_Task description_.
Beginning with the very first line, please reproduce the entries exactly through the line containing "Resolves #CES-520".

[Items listed in a dataset]
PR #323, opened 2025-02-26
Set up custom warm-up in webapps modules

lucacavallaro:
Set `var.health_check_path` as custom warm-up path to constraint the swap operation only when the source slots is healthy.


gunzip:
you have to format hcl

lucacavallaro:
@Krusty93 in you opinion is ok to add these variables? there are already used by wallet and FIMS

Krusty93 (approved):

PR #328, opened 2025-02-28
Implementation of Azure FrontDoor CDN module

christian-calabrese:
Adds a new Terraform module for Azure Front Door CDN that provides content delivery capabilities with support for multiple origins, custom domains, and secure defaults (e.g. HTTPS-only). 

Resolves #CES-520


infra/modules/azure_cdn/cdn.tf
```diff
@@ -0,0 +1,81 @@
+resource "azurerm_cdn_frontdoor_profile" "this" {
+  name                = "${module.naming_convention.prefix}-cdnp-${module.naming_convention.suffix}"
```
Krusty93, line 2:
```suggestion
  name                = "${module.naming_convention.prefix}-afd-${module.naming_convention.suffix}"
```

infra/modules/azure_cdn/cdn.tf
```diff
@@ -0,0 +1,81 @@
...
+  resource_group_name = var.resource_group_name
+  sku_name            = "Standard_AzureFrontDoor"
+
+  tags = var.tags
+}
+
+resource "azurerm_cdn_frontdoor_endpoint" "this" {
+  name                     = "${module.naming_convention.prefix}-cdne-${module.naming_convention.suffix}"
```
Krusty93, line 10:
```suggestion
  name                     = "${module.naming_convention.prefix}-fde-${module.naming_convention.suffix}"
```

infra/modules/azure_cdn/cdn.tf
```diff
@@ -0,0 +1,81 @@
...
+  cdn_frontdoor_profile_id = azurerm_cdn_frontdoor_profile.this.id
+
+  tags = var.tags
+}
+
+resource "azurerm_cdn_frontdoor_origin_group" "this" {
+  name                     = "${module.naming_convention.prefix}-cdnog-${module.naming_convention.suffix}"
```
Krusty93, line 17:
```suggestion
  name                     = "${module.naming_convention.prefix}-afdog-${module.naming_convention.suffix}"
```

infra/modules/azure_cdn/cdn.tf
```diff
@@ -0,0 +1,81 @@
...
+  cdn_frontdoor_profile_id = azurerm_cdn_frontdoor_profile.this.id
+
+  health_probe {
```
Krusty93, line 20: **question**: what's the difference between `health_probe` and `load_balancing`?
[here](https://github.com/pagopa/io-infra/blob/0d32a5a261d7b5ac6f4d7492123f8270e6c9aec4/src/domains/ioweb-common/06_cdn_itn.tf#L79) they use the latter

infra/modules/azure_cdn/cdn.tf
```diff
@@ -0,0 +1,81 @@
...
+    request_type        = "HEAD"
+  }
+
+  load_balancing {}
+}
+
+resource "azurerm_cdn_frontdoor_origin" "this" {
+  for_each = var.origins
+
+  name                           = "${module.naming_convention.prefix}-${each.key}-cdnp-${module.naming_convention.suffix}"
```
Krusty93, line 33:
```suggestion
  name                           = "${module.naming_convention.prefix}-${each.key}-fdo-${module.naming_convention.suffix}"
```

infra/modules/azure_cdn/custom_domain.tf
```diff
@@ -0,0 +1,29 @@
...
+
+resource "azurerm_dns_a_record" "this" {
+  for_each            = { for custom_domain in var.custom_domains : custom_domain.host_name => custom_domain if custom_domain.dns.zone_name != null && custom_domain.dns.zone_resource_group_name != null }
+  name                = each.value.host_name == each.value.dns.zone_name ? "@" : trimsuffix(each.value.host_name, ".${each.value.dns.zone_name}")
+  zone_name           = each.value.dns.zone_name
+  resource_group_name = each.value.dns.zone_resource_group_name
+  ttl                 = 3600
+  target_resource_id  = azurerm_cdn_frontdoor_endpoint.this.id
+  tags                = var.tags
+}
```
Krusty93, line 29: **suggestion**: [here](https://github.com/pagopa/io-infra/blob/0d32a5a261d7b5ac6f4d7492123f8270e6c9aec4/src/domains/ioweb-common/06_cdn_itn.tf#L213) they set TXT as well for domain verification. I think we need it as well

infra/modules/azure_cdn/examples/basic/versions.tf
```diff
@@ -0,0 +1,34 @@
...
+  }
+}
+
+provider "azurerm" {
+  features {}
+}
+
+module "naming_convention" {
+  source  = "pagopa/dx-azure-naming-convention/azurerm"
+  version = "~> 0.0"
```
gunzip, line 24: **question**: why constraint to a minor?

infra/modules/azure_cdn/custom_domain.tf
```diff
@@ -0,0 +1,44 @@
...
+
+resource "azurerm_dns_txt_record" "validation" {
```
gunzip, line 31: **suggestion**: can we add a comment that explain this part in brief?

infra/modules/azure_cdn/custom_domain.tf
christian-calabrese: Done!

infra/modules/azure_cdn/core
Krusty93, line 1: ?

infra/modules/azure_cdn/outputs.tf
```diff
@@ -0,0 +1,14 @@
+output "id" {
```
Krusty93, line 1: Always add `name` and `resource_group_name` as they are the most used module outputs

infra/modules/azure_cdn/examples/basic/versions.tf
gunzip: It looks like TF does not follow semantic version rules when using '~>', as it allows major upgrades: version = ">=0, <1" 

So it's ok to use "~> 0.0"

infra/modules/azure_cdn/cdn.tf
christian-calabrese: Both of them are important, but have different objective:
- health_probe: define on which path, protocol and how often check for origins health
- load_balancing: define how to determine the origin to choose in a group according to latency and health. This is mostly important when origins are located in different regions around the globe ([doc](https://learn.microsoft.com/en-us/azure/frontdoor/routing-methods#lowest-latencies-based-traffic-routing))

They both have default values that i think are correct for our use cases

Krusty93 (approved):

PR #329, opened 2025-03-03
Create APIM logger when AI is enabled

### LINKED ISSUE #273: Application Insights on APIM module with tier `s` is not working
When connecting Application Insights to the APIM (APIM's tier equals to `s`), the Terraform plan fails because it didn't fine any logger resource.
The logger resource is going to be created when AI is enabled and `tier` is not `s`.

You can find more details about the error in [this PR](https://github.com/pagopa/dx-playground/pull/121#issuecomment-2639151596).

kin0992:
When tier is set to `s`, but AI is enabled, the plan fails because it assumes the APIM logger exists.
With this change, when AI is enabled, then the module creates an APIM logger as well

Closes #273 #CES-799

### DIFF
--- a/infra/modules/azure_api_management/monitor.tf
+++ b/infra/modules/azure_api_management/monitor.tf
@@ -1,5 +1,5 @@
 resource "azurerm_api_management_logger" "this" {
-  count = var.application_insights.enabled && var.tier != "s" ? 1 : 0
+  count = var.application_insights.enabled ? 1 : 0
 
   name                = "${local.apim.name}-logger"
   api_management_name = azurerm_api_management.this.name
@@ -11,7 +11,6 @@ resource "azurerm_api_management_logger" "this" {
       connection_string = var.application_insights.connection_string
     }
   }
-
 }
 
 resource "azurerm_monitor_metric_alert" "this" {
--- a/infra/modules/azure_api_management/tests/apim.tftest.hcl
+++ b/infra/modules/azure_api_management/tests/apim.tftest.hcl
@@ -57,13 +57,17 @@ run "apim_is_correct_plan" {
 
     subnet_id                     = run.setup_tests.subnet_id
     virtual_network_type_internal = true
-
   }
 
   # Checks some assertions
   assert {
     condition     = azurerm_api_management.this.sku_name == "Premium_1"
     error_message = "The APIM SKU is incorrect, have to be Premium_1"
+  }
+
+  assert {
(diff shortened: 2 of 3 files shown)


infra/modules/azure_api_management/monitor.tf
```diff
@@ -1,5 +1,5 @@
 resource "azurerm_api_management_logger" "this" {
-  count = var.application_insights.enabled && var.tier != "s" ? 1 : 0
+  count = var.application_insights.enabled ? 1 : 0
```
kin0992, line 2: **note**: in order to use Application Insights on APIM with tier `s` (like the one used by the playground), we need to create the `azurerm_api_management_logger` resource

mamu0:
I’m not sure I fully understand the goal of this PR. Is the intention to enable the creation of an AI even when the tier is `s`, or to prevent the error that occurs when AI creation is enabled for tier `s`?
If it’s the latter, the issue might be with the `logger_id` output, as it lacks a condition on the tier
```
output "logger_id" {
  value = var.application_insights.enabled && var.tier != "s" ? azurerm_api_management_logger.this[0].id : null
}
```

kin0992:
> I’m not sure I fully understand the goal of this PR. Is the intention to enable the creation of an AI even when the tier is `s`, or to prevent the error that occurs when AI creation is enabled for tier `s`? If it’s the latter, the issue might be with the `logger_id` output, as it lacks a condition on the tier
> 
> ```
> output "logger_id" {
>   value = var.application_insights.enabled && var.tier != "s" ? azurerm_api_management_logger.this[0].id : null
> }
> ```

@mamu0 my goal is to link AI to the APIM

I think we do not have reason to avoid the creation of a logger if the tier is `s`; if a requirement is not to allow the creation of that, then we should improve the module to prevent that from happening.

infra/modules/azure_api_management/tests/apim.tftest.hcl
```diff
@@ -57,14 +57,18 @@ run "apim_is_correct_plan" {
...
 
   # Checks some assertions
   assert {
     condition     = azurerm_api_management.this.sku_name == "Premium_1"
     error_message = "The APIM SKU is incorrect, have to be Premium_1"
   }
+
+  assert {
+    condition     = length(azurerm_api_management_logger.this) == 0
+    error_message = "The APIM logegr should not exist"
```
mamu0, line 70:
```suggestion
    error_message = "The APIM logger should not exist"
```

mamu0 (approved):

_Solution for this exercise_.
PR #323, opened 2025-02-26
Set up custom warm-up in webapps modules

lucacavallaro:
Set `var.health_check_path` as custom warm-up path to constraint the swap operation only when the source slots is healthy.


gunzip:
you have to format hcl

lucacavallaro:
@Krusty93 in you opinion is ok to add these variables? there are already used by wallet and FIMS

Krusty93 (approved):

PR #328, opened 2025-02-28
Implementation of Azure FrontDoor CDN module

christian-calabrese:
Adds a new Terraform module for Azure Front Door CDN that provides content delivery capabilities with support for multiple origins, custom domains, and secure defaults (e.g. HTTPS-only). 

Resolves #CES-520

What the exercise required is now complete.